• [PROBLEM REQUIREMENTS]
State how many lines in the entries below hold the string "pull", and give nothing besides that number.

####

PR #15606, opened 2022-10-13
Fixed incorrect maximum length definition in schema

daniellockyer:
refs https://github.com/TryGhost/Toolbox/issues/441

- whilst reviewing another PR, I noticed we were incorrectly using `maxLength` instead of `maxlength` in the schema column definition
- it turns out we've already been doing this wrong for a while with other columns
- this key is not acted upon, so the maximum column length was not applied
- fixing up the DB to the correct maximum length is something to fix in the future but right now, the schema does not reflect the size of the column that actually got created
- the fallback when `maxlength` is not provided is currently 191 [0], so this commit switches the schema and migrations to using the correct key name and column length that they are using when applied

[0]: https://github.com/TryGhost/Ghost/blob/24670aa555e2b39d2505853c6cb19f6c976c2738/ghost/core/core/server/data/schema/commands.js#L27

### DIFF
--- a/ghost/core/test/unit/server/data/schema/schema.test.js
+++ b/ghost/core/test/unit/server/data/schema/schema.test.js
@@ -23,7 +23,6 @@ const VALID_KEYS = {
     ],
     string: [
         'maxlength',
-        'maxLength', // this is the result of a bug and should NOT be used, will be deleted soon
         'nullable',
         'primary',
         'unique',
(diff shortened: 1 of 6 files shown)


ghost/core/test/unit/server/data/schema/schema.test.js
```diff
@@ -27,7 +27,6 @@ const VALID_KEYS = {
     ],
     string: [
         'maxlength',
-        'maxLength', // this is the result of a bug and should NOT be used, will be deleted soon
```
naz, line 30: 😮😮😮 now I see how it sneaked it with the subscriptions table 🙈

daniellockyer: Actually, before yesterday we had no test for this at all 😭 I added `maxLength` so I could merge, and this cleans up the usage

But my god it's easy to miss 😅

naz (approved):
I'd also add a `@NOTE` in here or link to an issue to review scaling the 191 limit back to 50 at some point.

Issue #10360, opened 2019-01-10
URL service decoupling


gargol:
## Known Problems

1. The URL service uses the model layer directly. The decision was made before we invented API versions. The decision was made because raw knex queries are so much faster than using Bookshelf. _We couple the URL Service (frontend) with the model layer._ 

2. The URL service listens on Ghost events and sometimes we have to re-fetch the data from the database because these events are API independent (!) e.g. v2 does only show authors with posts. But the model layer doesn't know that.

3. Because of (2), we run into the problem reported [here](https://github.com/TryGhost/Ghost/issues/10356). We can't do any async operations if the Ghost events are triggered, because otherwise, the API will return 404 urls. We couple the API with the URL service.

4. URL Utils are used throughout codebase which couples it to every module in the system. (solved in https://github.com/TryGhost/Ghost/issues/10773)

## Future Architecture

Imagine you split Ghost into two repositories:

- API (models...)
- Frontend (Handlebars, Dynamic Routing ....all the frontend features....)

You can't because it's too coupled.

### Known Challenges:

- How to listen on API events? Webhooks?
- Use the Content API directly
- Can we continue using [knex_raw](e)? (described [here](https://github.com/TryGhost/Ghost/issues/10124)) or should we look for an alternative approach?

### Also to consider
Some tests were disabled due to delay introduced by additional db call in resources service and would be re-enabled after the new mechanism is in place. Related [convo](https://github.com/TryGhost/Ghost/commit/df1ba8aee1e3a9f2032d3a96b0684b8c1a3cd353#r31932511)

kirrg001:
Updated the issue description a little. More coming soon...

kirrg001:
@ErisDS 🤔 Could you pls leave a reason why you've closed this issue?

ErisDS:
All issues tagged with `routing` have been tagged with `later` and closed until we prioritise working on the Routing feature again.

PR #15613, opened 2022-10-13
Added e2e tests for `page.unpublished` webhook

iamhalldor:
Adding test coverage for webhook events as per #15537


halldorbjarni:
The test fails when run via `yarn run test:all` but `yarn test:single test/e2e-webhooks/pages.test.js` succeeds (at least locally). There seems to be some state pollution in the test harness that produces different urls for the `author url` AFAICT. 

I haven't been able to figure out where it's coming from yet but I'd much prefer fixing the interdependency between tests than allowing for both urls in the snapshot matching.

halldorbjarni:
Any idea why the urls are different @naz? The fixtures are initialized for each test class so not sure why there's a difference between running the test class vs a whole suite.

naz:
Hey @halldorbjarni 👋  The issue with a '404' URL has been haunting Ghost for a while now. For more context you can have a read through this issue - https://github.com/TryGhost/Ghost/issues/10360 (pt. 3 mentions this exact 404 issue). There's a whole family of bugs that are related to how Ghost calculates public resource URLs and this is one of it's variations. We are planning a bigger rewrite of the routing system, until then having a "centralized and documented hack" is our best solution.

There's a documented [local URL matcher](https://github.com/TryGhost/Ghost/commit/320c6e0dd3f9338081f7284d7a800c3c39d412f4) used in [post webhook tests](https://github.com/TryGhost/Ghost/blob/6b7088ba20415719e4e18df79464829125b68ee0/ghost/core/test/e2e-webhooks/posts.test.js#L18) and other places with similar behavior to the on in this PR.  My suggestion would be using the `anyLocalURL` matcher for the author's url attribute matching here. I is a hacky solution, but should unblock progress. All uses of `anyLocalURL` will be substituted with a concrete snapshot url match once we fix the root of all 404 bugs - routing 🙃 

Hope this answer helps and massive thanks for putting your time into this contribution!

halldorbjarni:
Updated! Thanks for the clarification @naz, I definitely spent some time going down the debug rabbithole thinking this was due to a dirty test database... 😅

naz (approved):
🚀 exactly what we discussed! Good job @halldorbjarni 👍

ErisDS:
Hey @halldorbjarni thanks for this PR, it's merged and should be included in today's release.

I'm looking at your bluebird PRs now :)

####

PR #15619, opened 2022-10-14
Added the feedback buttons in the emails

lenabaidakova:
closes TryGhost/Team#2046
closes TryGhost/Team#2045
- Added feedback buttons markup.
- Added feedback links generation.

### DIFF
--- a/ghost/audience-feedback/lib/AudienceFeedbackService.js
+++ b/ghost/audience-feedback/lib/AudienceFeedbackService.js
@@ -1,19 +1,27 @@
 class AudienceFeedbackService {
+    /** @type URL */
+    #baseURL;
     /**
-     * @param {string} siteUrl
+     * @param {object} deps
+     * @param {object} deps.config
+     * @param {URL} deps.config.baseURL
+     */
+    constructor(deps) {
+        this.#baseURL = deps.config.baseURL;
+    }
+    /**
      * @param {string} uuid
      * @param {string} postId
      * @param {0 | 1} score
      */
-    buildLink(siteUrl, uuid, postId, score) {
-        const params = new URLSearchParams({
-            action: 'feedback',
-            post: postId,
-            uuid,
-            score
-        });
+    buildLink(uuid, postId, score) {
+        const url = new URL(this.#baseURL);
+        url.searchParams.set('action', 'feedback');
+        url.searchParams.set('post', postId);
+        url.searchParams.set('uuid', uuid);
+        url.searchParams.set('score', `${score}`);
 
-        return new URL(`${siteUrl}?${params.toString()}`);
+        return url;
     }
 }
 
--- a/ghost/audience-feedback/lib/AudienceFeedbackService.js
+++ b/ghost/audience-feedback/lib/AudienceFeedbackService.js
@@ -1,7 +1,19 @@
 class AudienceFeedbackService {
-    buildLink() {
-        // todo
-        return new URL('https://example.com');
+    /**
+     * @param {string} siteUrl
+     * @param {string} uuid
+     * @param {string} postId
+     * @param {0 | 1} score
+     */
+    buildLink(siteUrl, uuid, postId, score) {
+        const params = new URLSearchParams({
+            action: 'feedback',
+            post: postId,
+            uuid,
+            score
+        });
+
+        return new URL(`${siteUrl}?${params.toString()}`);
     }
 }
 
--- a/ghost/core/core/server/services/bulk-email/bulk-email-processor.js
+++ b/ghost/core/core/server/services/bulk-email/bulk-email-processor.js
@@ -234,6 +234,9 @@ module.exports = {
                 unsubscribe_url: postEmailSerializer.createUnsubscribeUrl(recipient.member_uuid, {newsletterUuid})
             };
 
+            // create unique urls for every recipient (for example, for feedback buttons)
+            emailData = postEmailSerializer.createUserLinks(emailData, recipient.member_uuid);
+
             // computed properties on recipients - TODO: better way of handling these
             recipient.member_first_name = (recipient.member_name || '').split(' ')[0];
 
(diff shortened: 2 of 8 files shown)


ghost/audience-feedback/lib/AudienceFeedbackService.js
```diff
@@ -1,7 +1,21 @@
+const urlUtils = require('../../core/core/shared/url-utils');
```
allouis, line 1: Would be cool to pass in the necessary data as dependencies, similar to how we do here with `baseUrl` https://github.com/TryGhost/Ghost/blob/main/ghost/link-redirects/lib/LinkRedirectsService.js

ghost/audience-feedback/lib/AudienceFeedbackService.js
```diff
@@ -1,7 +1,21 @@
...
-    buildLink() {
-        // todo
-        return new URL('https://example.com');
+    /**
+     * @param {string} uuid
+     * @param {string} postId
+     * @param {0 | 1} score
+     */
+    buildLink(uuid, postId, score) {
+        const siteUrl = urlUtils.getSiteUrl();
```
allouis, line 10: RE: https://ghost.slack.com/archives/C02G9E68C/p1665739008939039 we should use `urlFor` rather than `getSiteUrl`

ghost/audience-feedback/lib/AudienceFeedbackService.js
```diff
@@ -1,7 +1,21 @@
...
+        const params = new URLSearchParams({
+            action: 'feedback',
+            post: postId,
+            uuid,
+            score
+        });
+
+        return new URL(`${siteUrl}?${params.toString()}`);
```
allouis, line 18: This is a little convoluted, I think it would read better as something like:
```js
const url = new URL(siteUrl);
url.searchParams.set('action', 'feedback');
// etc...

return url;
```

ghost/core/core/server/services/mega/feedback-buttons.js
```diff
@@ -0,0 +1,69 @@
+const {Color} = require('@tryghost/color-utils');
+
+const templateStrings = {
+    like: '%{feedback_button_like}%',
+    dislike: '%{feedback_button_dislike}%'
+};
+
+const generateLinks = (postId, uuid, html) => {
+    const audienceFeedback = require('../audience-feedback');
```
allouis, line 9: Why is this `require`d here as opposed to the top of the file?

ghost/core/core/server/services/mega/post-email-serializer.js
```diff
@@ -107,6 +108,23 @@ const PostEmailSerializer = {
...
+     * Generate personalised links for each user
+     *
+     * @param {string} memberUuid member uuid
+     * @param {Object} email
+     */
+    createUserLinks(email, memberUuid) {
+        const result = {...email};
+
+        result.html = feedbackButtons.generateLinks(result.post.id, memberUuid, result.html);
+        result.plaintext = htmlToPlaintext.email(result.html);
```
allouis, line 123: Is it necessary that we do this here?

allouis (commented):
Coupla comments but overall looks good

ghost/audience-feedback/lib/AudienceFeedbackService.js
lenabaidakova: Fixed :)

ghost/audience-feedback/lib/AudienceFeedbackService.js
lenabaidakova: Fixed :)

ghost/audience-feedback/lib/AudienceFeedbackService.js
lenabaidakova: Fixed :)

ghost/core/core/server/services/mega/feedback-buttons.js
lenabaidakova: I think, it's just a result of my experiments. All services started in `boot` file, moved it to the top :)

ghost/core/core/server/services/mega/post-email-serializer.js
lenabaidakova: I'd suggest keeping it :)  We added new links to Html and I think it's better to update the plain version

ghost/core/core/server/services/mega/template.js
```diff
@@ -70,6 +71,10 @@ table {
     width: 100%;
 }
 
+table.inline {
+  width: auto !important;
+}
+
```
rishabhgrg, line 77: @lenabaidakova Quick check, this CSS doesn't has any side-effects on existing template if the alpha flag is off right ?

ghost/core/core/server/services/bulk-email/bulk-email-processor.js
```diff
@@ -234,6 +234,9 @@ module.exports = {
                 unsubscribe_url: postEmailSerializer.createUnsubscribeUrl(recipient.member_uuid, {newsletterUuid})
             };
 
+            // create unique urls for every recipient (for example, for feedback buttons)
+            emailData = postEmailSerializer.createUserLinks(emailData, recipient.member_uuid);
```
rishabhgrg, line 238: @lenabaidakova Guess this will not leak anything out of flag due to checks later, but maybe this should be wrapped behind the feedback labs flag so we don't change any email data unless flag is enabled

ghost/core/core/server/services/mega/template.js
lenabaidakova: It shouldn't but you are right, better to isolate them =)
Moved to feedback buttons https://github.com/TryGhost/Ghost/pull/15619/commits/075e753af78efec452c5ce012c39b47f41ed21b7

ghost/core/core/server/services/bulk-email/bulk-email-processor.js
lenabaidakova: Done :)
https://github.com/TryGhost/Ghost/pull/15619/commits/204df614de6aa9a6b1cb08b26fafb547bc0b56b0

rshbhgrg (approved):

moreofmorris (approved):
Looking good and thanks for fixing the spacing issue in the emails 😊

####

• [RESPONSE TO THE EXERCISE]
2